Dass das 2013 in Berlin gegründete Trickster Orchestra einen Kulturwandel anzettelt, ist da nur folgerichtig. Das Trickster Orchestra als Ensemble der Avantgarde-Musik umfasst etwa 20 Personen und spielt eher E- als U-Musik, ist bürgerlich statt unkonformistisch und in den Konzerthäusern zuhause und nicht in den revolutionären Zellen.

Improvisieren auf dem schmalen Grat

Geleitet wird es von der 1976 in Braunschweig geborenen Cymin Samawatie zusammen mit Ketan Bhatti. Bhatti ist renommierter Komponist, Schlagzeuger und Musikproduzent, meist für Neue und Klassische Musik. Samawatie studierte in Hannover Klavier, Gesang und Schlagwerk, bevor sie fürs Jazzstudium nach Berlin zog. Heute ist sie eine profilierte Akteurin auf dem schmalen Grat zwischen Klassik und Jazz.

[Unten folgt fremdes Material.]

PR #687, opened 2020-01-30
Fixes #28896 Add template name to kickstart provision templates

stejskalleos:
**Description**
Display name of the kickstart template in the `/root/original-ks.cfg` file.

### DIFF
--- a/provisioning_templates/provision/kickstart_default.erb
+++ b/provisioning_templates/provision/kickstart_default.erb
@@ -34,7 +34,7 @@ https://access.redhat.com/documentation/en-us/red_hat_enterprise_linux/6/html/in
 https://access.redhat.com/documentation/en-us/red_hat_enterprise_linux/7/html/installation_guide/sect-kickstart-syntax
 %>
 
-# This kickstart file was rendered from provisioning template "<%= @template_name %>".
+# This kickstart file was rendered from the Foreman provisioning template "<%= @template_name %>".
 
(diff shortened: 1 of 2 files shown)


ares (changes requested):
Looks sane, however it may be good to provide more context, e.g. `# This kickstart file was rendered from provisioning template "<%= @template_name %>"`

stejskalleos:
Comment changed to `# This kickstart file was rendered from provisioning template "<%= @template_name %>".`

ezr-ondrej (approved):
If the goal is to have it only for kickstart templates, it looks good to me :)
Wouldn't it make sense to have it in more templates though?
Not necessarily in this PR :)

ezr-ondrej:
@ares any more comments?

ares (commented):
Just one tiny comment `from the Foreman provisioning template` would be better :-) I don't recall if debian stores preseed file somewhere and couldn't google ot quickly. @mmoll do you happen to know? If so, I'd say add it to preseed tempmate too, but not a blocker for this PR

stejskalleos:
> Just one tiny comment from the Foreman provisioning template would be better :-)

Updated.

ares (approved):
no more comments, kickstart can be solved in a separate repo

edit: preseed of course

ezr-ondrej (approved):
Thanks @stejskalleos! :+1:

Live: 2.10. Konzert beim Enjoy-Jazz-Festival Eröffnungskonzert mit Cymin Samawatie Sextett, uva. „Karlstorbahnhof“, Heidelberg;

3. Oktober Cymin Samawatie & Ketan Bhatti Vortrag „Warum transtraditionelle Musik?“ ebenda

Diese musikalischen Milieus (Klassik, Neue Musik, Jazz) bilden, zumindest in Mitteleuropa, nicht die Speerspitze der Innovation und der Diversität. Noch immer versucht man sich an einem vielfältigeren Kanon. Bei dem Versuch stellt man Gamelan-Orchester und Combos wie die Sahel-Band Tinariwen zwar heute immer häufiger auf die Bühnen; sie bleiben aber stets das Besondere, und ihre Klänge verschmelzen nicht mit dem Hauptprogramm. Sie bleiben außen vor.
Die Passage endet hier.